Social emergency

Barcelona's social services have attended to 22% more people since covid broke out

One in four users has never asked for assistance before or has not needed help for over a year

ARA
2 min
Dozens of people queuing up at the office of the Social Services Center in the Arrabal neighborhood

The economic situation is beginning to improve after the worst of the pandemic and lockdowns, but the improvement has not yet reached the most vulnerable sectors of the population. This is clear from the annual balance made by Barcelona's social services, which shows that in 2021 97,531 different people received assistance, 10.36% more than the previous year and 22.56% more than in 2019 (79,575). This reveals a particularly significant fact: 24% of the people who asked for help last year did so for the first time or else had not requested assistance for over a year. The figure, however, is slightly lower than the 32% detected in 2020 and, therefore, shows a slight stabilisation.

"The economic improvement is not reaching those who are in a situation of greater need," City Council commissioner for Social Action Sònia Fuertes lamented at a press conference. Fuertes also highlighted the female predominance among the people served - 63% were women - and the chronification of problems to access housing: of the €41.3m that went to different social benefits, €25.8m were aid to cover housing needs. This chapter has grown by 7.5% and represents more than half of the total. Fuertes has argued that this shows the need to create "a different regulatory framework" and has asked for the involvement of the Generalitat and the State to approve the state housing law "as a first step" and to extend benefits for all people at risk of poverty.

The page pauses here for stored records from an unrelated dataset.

Issue #811, opened 2021-04-08
Empty union types don't pass through ak.argsort correctly


lgray:
Using the following file as input, because constructing a trivial example has proven painful:
https://drive.google.com/file/d/1a1Zla1htgjgF_b74Y0TKgcA3PABSpTFf/view?usp=sharing

You will need a recent version of coffea installed to run this (just pip install coffea).
I am using awkward==1.3.0rc1.

The following script:
```python3
from coffea import nanoevents
import awkward as ak

nanoevents.NanoAODSchema.mixins["FatJetLS"] = "PtEtaPhiMLorentzVector"

x = nanoevents.NanoEventsFactory.from_root(
    './nano106Xv8_on_mini106X_2017_mc_NANO_py_NANO_7.root',
    entry_start=100560, 
    entry_stop=102266
)

events = x.events()

muons = events.Muon
electrons = events.Electron
jets = events.Jet
fatjets = events.FatJet
subjets = events.SubJet
fatjetsLS = events.FatJetLS
met = events.MET

goodmuon = (
    (muons.mediumId)
    & (muons.miniPFRelIso_all <= 0.2)
    & (muons.pt >= 27)
    & (abs(muons.eta) <= 2.4)
    & (abs(muons.dz) < 0.1)
    & (abs(muons.dxy) < 0.05)
    & (muons.sip3d < 4)
)
good_muons = muons[goodmuon]

# electrons
goodelectron = (
    (electrons.mvaFall17V2noIso_WP90)
    & (electrons.pt >= 30)
    & (abs(electrons.eta) <= 1.479)
    & (abs(electrons.dz) < 0.1)
    & (abs(electrons.dxy) < 0.05)
    & (electrons.sip3d < 4)
)
good_electrons = electrons[goodelectron]

leptons = ak.concatenate([muons, electrons], axis=1)
good_leptons = ak.concatenate([good_muons, good_electrons], axis=1)

idx1 = ak.argsort(leptons.pt, axis=1)
idx2 = ak.argsort(good_leptons.pt, axis=1)

leptons[idx1]

good_leptons[idx2]
```

fails with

Last year also marked a record in the number of people assisted by social services, and their distribution inside the city is not surprising: four times more have been helped in Nou Barris (38,835) and Ciutat Vella (36,801) than in Les Corts (9,326). As for the people who in 2021 went to social services for the first time, the municipal government remarks that many come from the informal economy, which is the "slowest" when it comes to recovering from a crisis.

In her assessment of the year, the commissioner for Social Action remarked that staff had been increased by a hundred workers and that the average waiting time for a first appointment has been reduced from 21.34 days in 2019 to 12.4 in 2021.